I have been reading the Zonderman NIV Study Bible (1984 edition) for many years. I am thinking about getting the John MacArthur NASV Study Bible. I know there are a lot of people that like the John MacArthur ESV version as well.
So if you are familiar, which version do you like and why?
The New Testament, although technically it is the second half of the same bible. I just prefer to skip out on all the pre Jesus stuff cause those were really dark days then. Sacrifices, children eating, not my thing.
The Old Testament or the Hebrew Bible, is best studied with Rabbinical commentary. Lots. Without it, we seem to miss out on a lot, including what Noah neglected to do that Lot did not. We are also taught about new beginnings, survivor’s guilt, family cover-up, getting help for those suffering from post traumatic stress. The flood and its aftermath is not about God. It’s about humans.

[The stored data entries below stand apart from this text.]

PR #1114, opened 2023-07-30
Lua API: access and set all available options

### LINKED ISSUE #803: Lua API: let plugins read the values of options
Plugins should be able to read the values of options from lua somehow. Currently options can be set with `vis:command`, but they cannot be read. I specifically want to be able to read `expandtab` and `tabwidth`, but I think a more generic mechanism is needed. It's worth noting that vis already exposes the `syntax` option with `vis.syntax` and `vis:set_syntax`.

There's a possible issue with a unified api, in that some options are tied to specific windows and other acting globally.

### LINKED ISSUE #812: Window layout property

rnpnr:
the first point of this commit is to allow all options to be read from lua. this has a number of uses for plugin writers. they are grouped into a couple of tables depending on what they control: `vis.options`: table with global configuration
`win.options`: table with window specific configuration

the second point is to allow you to set all these options as if they were simply lua variables. technically this is already possible by using `vis:command("set ...")` but personally I think this interface is cleaner. Note that this already possible for some things like the current mode (eg. vis.mode = vis.modes.VISUAL). examples: `vis.options.ai = true`
`vis.options.brk = " !?."`

there are a number of related issues and pull requests:
closes #803: Lua API: let plugins read the values of options
closes #812: Window layout property
supersedes/closes #717: Add ability to access tabwidth from Lua
supersedes/closes #1066: expose UI layout and allow it to be set from lua API

### DIFF
--- a/man/vis.1
+++ b/man/vis.1
@@ -1393,16 +1393,16 @@ section.
 .It Cm syntax Op Cm auto
 Syntax highlighting lexer to use, name without file extension.
 .
-.It Cm show-tabs Op Cm off
+.It Cm showtabs Op Cm off
 Whether to display replacement symbol instead of tabs.
 .
-.It Cm show-newlines Op Cm off
+.It Cm shownewlines Op Cm off
 Whether to display replacement symbol instead of newlines.
 .
-.It Cm show-spaces Op Cm off
+.It Cm showspaces Op Cm off
 Whether to display replacement symbol instead of blank cells.
 .
-.It Cm show-eof Op Cm on
+.It Cm showeof Op Cm on
 Whether to display replacement symbol for lines after the end of the file.
 .
 .It Cm savemethod Op Ar auto
--- a/sam.c
+++ b/sam.c
@@ -332,22 +332,22 @@ static const OptionDef options[] = {
 		VIS_HELP("Number of spaces to display (and insert if `expandtab` is enabled) for a tab")
 	},
 	[OPTION_SHOW_SPACES] = {
-		{ "show-spaces" },
+		{ "showspaces" },
 		VIS_OPTION_TYPE_BOOL|VIS_OPTION_NEED_WINDOW,
 		VIS_HELP("Display replacement symbol instead of a space")
 	},
 	[OPTION_SHOW_TABS] = {
-		{ "show-tabs" },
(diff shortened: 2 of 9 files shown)


rnpnr:
Note: I mostly made this patch to familize myself more with how the Lua-C
interface works. For instance this patch could have its size split in
half if people think that `vis:command("set ...")` is sufficient.

I do think that the ability to read the options from Lua is useful and
would like to merge at least that part.

ninewise:
I like this. It's much more ergonomic to have a lua api for these settings. Code looks good on quick read as well.

rnpnr:
In that case I can also add the ability to set the options with a table. For example:
```
vis.options = { expandtab = true, tabwidth = 4 }
```
It will be a very minor modification.

One other thing to note is that I had to rename some options to be valid
in lua (eg. `show-tabs -> showtabs`). I think I should probably rename the
options elsewhere to keep everything consistent.

rnpnr:
I implemented the ability to set options from a table, for example:

```
vis.options = { autoindent = true, expandtab = false }
```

Perhaps, but in my sinful nature, I tend to see the Bible as a whole as a made up story tell by man to explain all the things at the time it was written that they did not understand or could explain by the rationality they understood at the time. In other words a way to get people to straighten up and fly right.
That of course could be wrong, but it is what it is.

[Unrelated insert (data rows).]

PR #1116, opened 2023-08-10
vis-lua.c: stop obj_ref_get() from leaving the lua stack modified

rnpnr:
The only place where this behaviour was encountered was in
`file_lines_iterator()` and it was just being worked around.

~~There was also likely a bug in the case that `addr` was `NULL` since 2
values would be popped from the stack instead of just 1. It is possible
that the case is never hit though.~~

Edit: Ignore that last part. It would hit the `lua_argerror()` branch in that case.


mcepl:
I have included it in https://git.sr.ht/~mcepl/vis and it seems to work just fine.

Water into wine, resurrections, miracles, one fish to feed how many, parting of the seas, humans as a whole came from just two individuals? Come one now.
Those of the faith take solace in that faith, good for them.
The ancients believed is that God is just and that the people of Noah’s day were wicked. The justice of God had to come forth. This is the theme of many of their stories: Man’s misbehavior and God’s justice.
There is probably a Bible story that is essentially the same in all versions. I can imagine a hundred of us reading that same story and yet producing a hundred different perspectives. People see things differently.
But if it is gods word then the words should be consistent in all versions. God knows we see things differently so it makes no sense that it would be further complicated by allowing different versions to exist.
The point i am trying to make is that the bible is no more gods words than a menu in a restaurant. It is a religious text written by man.
I am not saying it does not have value or purpose but it is most certainly not Gods word.
This depends on what I am studying. When I am studying the Old Testament, I tend to read a Hebrew Bible (on line). For the New Testament I have a comparative Study Bible which includes (side-by-side) the King James Version, Amplified Bible, New American Standard, New International Version. I also have a Catholic study version of the New American Standard. Because of a lot of other reading I do, I also read many passages from the Daily Study Bible.
Daily News and Bible…works great to use many sources, not just one.